Introduction: Perfluorooctane sulfonic acid (PFOS), a persistent perfluoroalkyl substance with ubiquitous environmental distribution and bioaccumulative potential, has raised significant public health concerns due to its association with neurodevelopmental disorders. This study investigates vitamin A's neuroprotective capacity against PFOS-induced toxicity, particularly focusing on social behavior deficits-a core phenotype of autism spectrum disorder (ASD).

Methods: Zebrafish larvae were exposed to 1 μM or 5 μM PFOS (with/without 5 nM vitamin A co-treatment) from 24-144 hours post-fertilization (hpf). Control groups received 0.01% DMSO (vehicle) or 5 nM vitamin A alone. Developmental parameters (body length, heart rate), locomotor activity (total distance moved), and neurobehavioral endpoints (conspecific interaction) were quantified using automated tracking systems (ViewPoint ZebraLab). Neurochemical alterations were assessed through qPCR (dopaminergic genes) and AO staining (apoptosis).

Results: PFOS exposure (5 μM) significantly increased inter-individual distance (IID) and reduced physical contact frequency during social interaction tests. Neurochemical analyses revealed concurrent dopamine transporter downregulation and apoptosis-related gene activation . Vitamin A co-treatment attenuated these effects.

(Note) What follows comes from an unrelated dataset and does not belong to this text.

PR #56, opened 2019-01-16
SF-948: Update `autocomplete` to support debounced product requests

jrmykolyn:


packages/@storefront/core/test/unit/core/utils.ts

Discussion: Our findings demonstrate that PFOS disrupts early social neurodevelopment through dopaminergic dysregulation and apoptotic signaling, while vitamin A exhibits counteractive potential. this study elucidates the impact of PFOS exposure on zebrafish social behavior and brain development. while highlighting the neuroprotective potential of vitamin A against PFOS exposure, These findings have significant guiding implications for the development of public health policy and provide a scientific foundation for comprehending the neurotoxicity of PFOS and developing effective intervention measures.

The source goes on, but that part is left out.